Le sculture nascoste a New York, Londra, Amsterdam, Si possono trovare nei mercatini a soli 99 centesimi
di Nicoletta Orlandi Postigiovedì 25 settembre 2025
Maurizio Cattelan, che furbo! Caccia al tesoro con le sue statuine

(Quotidiano Libero)

3' di lettura

Maurizio Cattelan ancora una volta bastona il mondo dell’arte contemporanea, e nello stesso tempo lo asseconda con una furbata che fa parlare di sé. In un mercato dove le sue opere valgono milioni, l’idea di trovarne una autentica a meno di un euro non è solo un gioco, ma un gesto concettuale coerente con tutta la sua poetica: scompaginare le regole dall’interno, ridicolizzare il sistema senza mai uscirne davvero. La nuova iniziativa si chiama “Dov’è Maurizio? ” ed è una caccia al tesoro globale. In palio c’è “We Are the Revolution” (2025), una miniatura di 23 centimetri che raffigura l’artista stesso appeso al muro per il colletto della camicia, scalzo e rassegnato, come un impiegato punito o un martire domestico. Realizzata in resina e dipinta a mano, la scultura è prodotta in 1.000 esemplari in collaborazione con Avant Arte. Dal 30 settembre al 7 ottobre, ogni giorno due indizi guideranno i partecipanti nelle strade di New York, e online a Londra e Amsterdam, per scovare una delle sculture nascoste in mercatini, bodegas o negozi d’antiquariato. Prezzo: da 99 centesimi a quasi 10.000 euro.
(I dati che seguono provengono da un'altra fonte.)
PR #80, opened 2021-05-26
Fix GitHub CI after 2.0.0 release

stephen-cox:


stephen-cox:
Merged as changes are identical to approved PR here: https://github.com/localgovdrupal/localgov_subsites/pull/42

Il gioco non è nuovo nella carriera di Cattelan. Già nel 2000 il suo alter ego di feltro, penzolava da una gruccia metallica di Marcel Breuer. Oggi quell’eco beuysiana ritorna sotto forma di parodia: la rivoluzione non è più l’utopia collettiva, ma la caricatura di un artista che si mette in saldo, oscillando fra irriverenza e complicità con il mercato che critica. Perché mentre i fortunati della caccia potranno acquistare il “piccolo Maurizio” per una manciata di monete, gli altri potranno accedere alla lotteria ufficiale di Avant Arte, e sperare- se sorteggiati- di portarsi a casa una scultura al prezzo di 1.500 euro. Di certo, una volta chiusa la serie, varrà molto, molto di più. Del resto Cattelan è maestro nel trasformare il non sense in valuta. Lo fece con “Comedian”, la banana attaccata al muro che divenne simbolo virale del 2019, e con “America”, la toilette d’oro a grandezza naturale installata nel 2016. In entrambi i casi, l’opera era insieme sberleffo e prodotto di lusso, al tempo stesso critica e celebrazione del mercato. La stessa ambivalenza ritorna nella caccia al tesoro: l’artista si fa trovare sugli scaffali come un gadget pop, ma dietro l’operazione c’è la logica del collezionismo più esclusivo.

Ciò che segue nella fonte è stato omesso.